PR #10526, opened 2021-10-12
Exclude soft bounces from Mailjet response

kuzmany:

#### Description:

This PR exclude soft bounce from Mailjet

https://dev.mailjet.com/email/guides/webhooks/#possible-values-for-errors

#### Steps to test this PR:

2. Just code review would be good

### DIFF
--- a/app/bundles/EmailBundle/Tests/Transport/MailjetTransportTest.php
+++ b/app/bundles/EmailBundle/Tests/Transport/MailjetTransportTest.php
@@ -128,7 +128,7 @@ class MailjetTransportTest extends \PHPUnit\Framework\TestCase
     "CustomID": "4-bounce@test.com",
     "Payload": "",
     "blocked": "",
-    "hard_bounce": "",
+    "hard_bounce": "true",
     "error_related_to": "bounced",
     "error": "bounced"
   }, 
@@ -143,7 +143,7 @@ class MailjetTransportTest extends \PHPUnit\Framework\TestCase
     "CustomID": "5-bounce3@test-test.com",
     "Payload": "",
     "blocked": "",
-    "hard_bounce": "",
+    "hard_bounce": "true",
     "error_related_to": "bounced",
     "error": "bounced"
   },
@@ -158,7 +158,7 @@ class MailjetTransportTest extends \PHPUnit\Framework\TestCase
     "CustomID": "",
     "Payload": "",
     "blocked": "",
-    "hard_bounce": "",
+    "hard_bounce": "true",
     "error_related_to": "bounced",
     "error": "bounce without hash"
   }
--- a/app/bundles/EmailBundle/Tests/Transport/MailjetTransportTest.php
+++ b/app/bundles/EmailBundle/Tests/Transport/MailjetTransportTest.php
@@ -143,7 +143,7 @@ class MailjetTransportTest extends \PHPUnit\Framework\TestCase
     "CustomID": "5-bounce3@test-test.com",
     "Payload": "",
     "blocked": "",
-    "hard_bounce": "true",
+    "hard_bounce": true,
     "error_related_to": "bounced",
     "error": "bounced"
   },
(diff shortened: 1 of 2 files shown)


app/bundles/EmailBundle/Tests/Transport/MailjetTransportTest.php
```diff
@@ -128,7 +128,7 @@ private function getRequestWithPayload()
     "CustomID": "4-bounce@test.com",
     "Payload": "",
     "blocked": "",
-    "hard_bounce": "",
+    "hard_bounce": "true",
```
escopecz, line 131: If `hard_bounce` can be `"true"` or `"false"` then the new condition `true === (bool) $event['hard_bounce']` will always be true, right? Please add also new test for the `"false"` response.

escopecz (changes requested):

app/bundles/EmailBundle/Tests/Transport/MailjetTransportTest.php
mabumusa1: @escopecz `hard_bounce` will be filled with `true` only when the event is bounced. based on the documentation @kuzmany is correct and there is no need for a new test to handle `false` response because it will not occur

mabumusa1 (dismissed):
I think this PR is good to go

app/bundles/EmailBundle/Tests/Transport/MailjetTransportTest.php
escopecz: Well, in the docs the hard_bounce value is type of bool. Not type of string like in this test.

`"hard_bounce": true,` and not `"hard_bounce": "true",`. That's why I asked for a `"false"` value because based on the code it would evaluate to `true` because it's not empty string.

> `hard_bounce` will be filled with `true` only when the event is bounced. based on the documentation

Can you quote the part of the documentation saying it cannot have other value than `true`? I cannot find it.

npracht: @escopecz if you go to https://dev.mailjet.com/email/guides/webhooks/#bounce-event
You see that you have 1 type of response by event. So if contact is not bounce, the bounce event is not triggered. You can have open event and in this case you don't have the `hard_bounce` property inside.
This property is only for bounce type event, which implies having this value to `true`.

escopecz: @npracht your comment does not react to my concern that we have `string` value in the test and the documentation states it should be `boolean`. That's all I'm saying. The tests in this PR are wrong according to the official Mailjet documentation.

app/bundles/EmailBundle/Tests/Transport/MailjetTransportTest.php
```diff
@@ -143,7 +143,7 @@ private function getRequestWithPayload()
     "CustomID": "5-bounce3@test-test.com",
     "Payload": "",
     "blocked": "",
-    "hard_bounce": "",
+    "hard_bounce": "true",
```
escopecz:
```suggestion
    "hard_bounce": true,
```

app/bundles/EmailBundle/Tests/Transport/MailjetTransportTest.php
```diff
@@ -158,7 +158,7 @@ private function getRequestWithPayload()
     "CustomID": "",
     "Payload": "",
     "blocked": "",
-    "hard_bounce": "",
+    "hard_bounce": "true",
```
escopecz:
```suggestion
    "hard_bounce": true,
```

· · ·

_What to produce_. When you answer, return the records above exactly as they stand.

_Result of the exercise_.
PR #10526, opened 2021-10-12
Exclude soft bounces from Mailjet response

kuzmany:

#### Description:

This PR exclude soft bounce from Mailjet

https://dev.mailjet.com/email/guides/webhooks/#possible-values-for-errors

#### Steps to test this PR:

2. Just code review would be good

### DIFF
--- a/app/bundles/EmailBundle/Tests/Transport/MailjetTransportTest.php
+++ b/app/bundles/EmailBundle/Tests/Transport/MailjetTransportTest.php
@@ -128,7 +128,7 @@ class MailjetTransportTest extends \PHPUnit\Framework\TestCase
     "CustomID": "4-bounce@test.com",
     "Payload": "",
     "blocked": "",
-    "hard_bounce": "",
+    "hard_bounce": "true",
     "error_related_to": "bounced",
     "error": "bounced"
   }, 
@@ -143,7 +143,7 @@ class MailjetTransportTest extends \PHPUnit\Framework\TestCase
     "CustomID": "5-bounce3@test-test.com",
     "Payload": "",
     "blocked": "",
-    "hard_bounce": "",
+    "hard_bounce": "true",
     "error_related_to": "bounced",
     "error": "bounced"
   },
@@ -158,7 +158,7 @@ class MailjetTransportTest extends \PHPUnit\Framework\TestCase
     "CustomID": "",
     "Payload": "",
     "blocked": "",
-    "hard_bounce": "",
+    "hard_bounce": "true",
     "error_related_to": "bounced",
     "error": "bounce without hash"
   }
--- a/app/bundles/EmailBundle/Tests/Transport/MailjetTransportTest.php
+++ b/app/bundles/EmailBundle/Tests/Transport/MailjetTransportTest.php
@@ -143,7 +143,7 @@ class MailjetTransportTest extends \PHPUnit\Framework\TestCase
     "CustomID": "5-bounce3@test-test.com",
     "Payload": "",
     "blocked": "",
-    "hard_bounce": "true",
+    "hard_bounce": true,
     "error_related_to": "bounced",
     "error": "bounced"
   },
(diff shortened: 1 of 2 files shown)


app/bundles/EmailBundle/Tests/Transport/MailjetTransportTest.php
```diff
@@ -128,7 +128,7 @@ private function getRequestWithPayload()
     "CustomID": "4-bounce@test.com",
     "Payload": "",
     "blocked": "",
-    "hard_bounce": "",
+    "hard_bounce": "true",
```
escopecz, line 131: If `hard_bounce` can be `"true"` or `"false"` then the new condition `true === (bool) $event['hard_bounce']` will always be true, right? Please add also new test for the `"false"` response.

escopecz (changes requested):

app/bundles/EmailBundle/Tests/Transport/MailjetTransportTest.php
mabumusa1: @escopecz `hard_bounce` will be filled with `true` only when the event is bounced. based on the documentation @kuzmany is correct and there is no need for a new test to handle `false` response because it will not occur

mabumusa1 (dismissed):
I think this PR is good to go

app/bundles/EmailBundle/Tests/Transport/MailjetTransportTest.php
escopecz: Well, in the docs the hard_bounce value is type of bool. Not type of string like in this test.

`"hard_bounce": true,` and not `"hard_bounce": "true",`. That's why I asked for a `"false"` value because based on the code it would evaluate to `true` because it's not empty string.

> `hard_bounce` will be filled with `true` only when the event is bounced. based on the documentation

Can you quote the part of the documentation saying it cannot have other value than `true`? I cannot find it.

npracht: @escopecz if you go to https://dev.mailjet.com/email/guides/webhooks/#bounce-event
You see that you have 1 type of response by event. So if contact is not bounce, the bounce event is not triggered. You can have open event and in this case you don't have the `hard_bounce` property inside.
This property is only for bounce type event, which implies having this value to `true`.

escopecz: @npracht your comment does not react to my concern that we have `string` value in the test and the documentation states it should be `boolean`. That's all I'm saying. The tests in this PR are wrong according to the official Mailjet documentation.

app/bundles/EmailBundle/Tests/Transport/MailjetTransportTest.php
```diff
@@ -143,7 +143,7 @@ private function getRequestWithPayload()
     "CustomID": "5-bounce3@test-test.com",
     "Payload": "",
     "blocked": "",
-    "hard_bounce": "",
+    "hard_bounce": "true",
```
escopecz:
```suggestion
    "hard_bounce": true,
```

app/bundles/EmailBundle/Tests/Transport/MailjetTransportTest.php
```diff
@@ -158,7 +158,7 @@ private function getRequestWithPayload()
     "CustomID": "",
     "Payload": "",
     "blocked": "",
-    "hard_bounce": "",
+    "hard_bounce": "true",
```
escopecz:
```suggestion
    "hard_bounce": true,
```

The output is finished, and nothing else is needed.